На следующий день я сбегала после школы в канцелярский магазин и узнала, что школьные чернила продаются, стоят семнадцать копеек пузырёк и мне вполне можно будет их купить. Но где взять  эти семнадцать копеек? Первое препятствие на пути к задуманному преступлению. Конечно, преступлению, я не могла этого не понимать. Но не подвергать же нас с мамой смертной казни от отца!  Моим ангелом-хранителем была наша соседка по квартире Мария Васильевна, она же практически няня моя, мой сердечный друг. Марьвасильна  души во мне не чаяла, я отвечала ей тем же. Вот ей-то я и всё рассказала.  Она всё поняла. Задрожала,разволновалась, заахала, заохала:
     -Ай-я-яй, Валечка! Что же это будет?! Да, я понимаю! Сан Саныч такой строгий! Что ж делать-то?! Вот ведь где беда-то настоящая...

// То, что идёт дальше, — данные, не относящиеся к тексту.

Issue #5280, opened 2025-03-31
Styling issue for flags with longer string values


matthewelwell:
As can be seen in the following screenshot, the toggle overlaps with the string value in the features table. 

<img width="1223" alt="Image" src="https://github.com/user-attachments/assets/84bde86b-545b-4de4-b20d-e36dde349eb4" />

PR #5295, opened 2025-04-03
fix: Feature value overflowing container

tiagoapolo:

## Changes

ref: [#5280](https://github.com/Flagsmith/flagsmith/issues/5280)

- Fixes FeatureValue overflowing container

#### Features Page
Before
Screenshot 2025-04-03 at 16 10 13

After
Screenshot 2025-04-03 at 16 09 55

#### Compare Environments
Before
Screenshot 2025-04-03 at 12 06 48

After
Screenshot 2025-04-03 at 13 31 01

#### Compare Identities
Before
Screenshot 2025-04-03 at 16 06 16

After
Screenshot 2025-04-03 at 16 06 32

Tested in all places that implement FeatureValue component

### DIFF
--- a/frontend/web/components/FeatureValue.tsx
+++ b/frontend/web/components/FeatureValue.tsx
@@ -1,6 +1,5 @@
 import { FC } from 'react'
 import { FlagsmithValue } from 'common/types/responses'
-import Format from 'common/utils/format'
 import Utils from 'common/utils/utils'
 import { getViewMode } from 'common/useViewMode'
 import classNames from 'classnames' // we need this to make JSX compile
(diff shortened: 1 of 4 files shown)


frontend/web/components/FeatureValue.tsx
```diff
@@ -23,22 +23,25 @@ const FeatureValue: FC<FeatureValueType> = (props) => {
...
-        )}
+      <span style={{ overflow: 'hidden', textOverflow: 'ellipsis' }}>
+        {type == 'string' && <span className='quot'>"</span>}
+        <span className='feature-value'>
+          {Format.truncateText(
+            `${Utils.getTypedValue(props.value)}`,
+            isCompact ? 24 : 20,
+          )}
+        </span>
+        {type == 'string' && <span className='quot'>"</span>}
```
Zaimwa9: It looks like this end quote gets ellipsed too when there is no separator in the value.
I think that moving the overflow in the feature-value span along with a `flexWrap: nowrap` in the div and removing the extra-span could fix it (and maybe the little width gap we see in between the 2 ellipsed values in the screenshot).

Something like
```
<div ... >
    {type == 'string' && <span className='quot'>"</span>}
    <span className='feature-value' style:{{ ellipsis }}>
      ....
      </span>
    {type == 'string' && <span className='quot'>"</span>}
```

Wdyt ?

Zaimwa9 (changes requested):
Small detail to check, let me know if worth otherwise lgtm 👍

Zaimwa9 (approved):
Thanks for the update 🙏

      Марьвасильна  дала мне семнадцать копеек, я заверила её, что верну ей эти денежки,отдам, всё-таки мама  давала мне каждое утро по 5 копеек на пирожок в школьной столовой.  Чернила были куплены и я, выбрав момент, когда никого не было дома, подстелив газеты, с пульсирующим жаром в висках и трясущимися руками, ливанула из пузырька на дневник, аккуратно так, чтобы запись учительницы  была точно уничтожена. В эту минуту я думала, что спасаю свою жизнь от смертной казни за преступление от отца, не только свою, но и мамину. Мама купила новый дневник и  мне предстояло его заполнить  аж за полные три четверти. Так одна ложь неизбежно порождает следующую, извлекла я урок. Учительнице я сказала, что дневник  был  нечаянно залит чернилами, мама подтвердила запиской. Когда она писала эту записку, её лицо было багровым от мучительного стыда. Мой расчёт оправдался – не стала Клавдия писать новое воззвание отцу.Он ничего не узнал. Следующий, седьмой класс,  я закончила на все пятёрки, то есть не было даже ни одной четвёрки. Обнаружила при этом образцовое поведение и больше уже никого  не смешила, не пела, не приносила ничего лишнего в класс. Я поняла, как надо правильно себя вести. Я очень изменилась. Как сказала одна учительница – "замкнулась".
     Своих детей я воспитывала совсем иначе. И вообще стала учительницей. Самая лучшая профессия на Земле. Если любить детей, конечно.
А к документам до сих пор сохранилось очень уважительное отношение. Больше никогда в жизни ничего подобного со мной не происходило.
Шутка ли – подделка документа! Это же уголовное преступление.